PR #7743, opened 2020-02-06
Make ScreenshotManager a Component

UselessToucan:
see https://github.com/ppy/osu-framework/pull/3248

### DIFF
--- a/osu.Game/Graphics/ScreenshotManager.cs
+++ b/osu.Game/Graphics/ScreenshotManager.cs
@@ -9,7 +9,7 @@ using osu.Framework.Allocation;
 using osu.Framework.Audio;
 using osu.Framework.Audio.Sample;
 using osu.Framework.Bindables;
-using osu.Framework.Graphics.Containers;
+using osu.Framework.Graphics;
 using osu.Framework.Input;
 using osu.Framework.Input.Bindings;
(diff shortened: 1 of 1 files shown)


osu.Game/Graphics/ScreenshotManager.cs
```diff
@@ -22,7 +22,7 @@
 
 namespace osu.Game.Graphics
 {
-    public class ScreenshotManager : Container, IKeyBindingHandler<GlobalAction>, IHandleGlobalKeyboardInput
+    public class ScreenshotManager : Drawable, IKeyBindingHandler<GlobalAction>, IHandleGlobalKeyboardInput
```
iiSaLMaN: What you really want it to be is a `Component`:
```suggestion
    public class ScreenshotManager : Component, IKeyBindingHandler<GlobalAction>, IHandleGlobalKeyboardInput
```

frenzibyte (changes requested):

osu.Game/Graphics/ScreenshotManager.cs
UselessToucan: Yes, you are correct. I forgot about this class. :(

smoogipoo (approved):

frenzibyte (approved):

===============

● **Exercise details**
Copy out the records shown above, every one, exactly.

● **Solution**
PR #7743, opened 2020-02-06
Make ScreenshotManager a Component

UselessToucan:
see https://github.com/ppy/osu-framework/pull/3248

### DIFF
--- a/osu.Game/Graphics/ScreenshotManager.cs
+++ b/osu.Game/Graphics/ScreenshotManager.cs
@@ -9,7 +9,7 @@ using osu.Framework.Allocation;
 using osu.Framework.Audio;
 using osu.Framework.Audio.Sample;
 using osu.Framework.Bindables;
-using osu.Framework.Graphics.Containers;
+using osu.Framework.Graphics;
 using osu.Framework.Input;
 using osu.Framework.Input.Bindings;
(diff shortened: 1 of 1 files shown)


osu.Game/Graphics/ScreenshotManager.cs
```diff
@@ -22,7 +22,7 @@
 
 namespace osu.Game.Graphics
 {
-    public class ScreenshotManager : Container, IKeyBindingHandler<GlobalAction>, IHandleGlobalKeyboardInput
+    public class ScreenshotManager : Drawable, IKeyBindingHandler<GlobalAction>, IHandleGlobalKeyboardInput
```
iiSaLMaN: What you really want it to be is a `Component`:
```suggestion
    public class ScreenshotManager : Component, IKeyBindingHandler<GlobalAction>, IHandleGlobalKeyboardInput
```

frenzibyte (changes requested):

osu.Game/Graphics/ScreenshotManager.cs
UselessToucan: Yes, you are correct. I forgot about this class. :(

smoogipoo (approved):

frenzibyte (approved):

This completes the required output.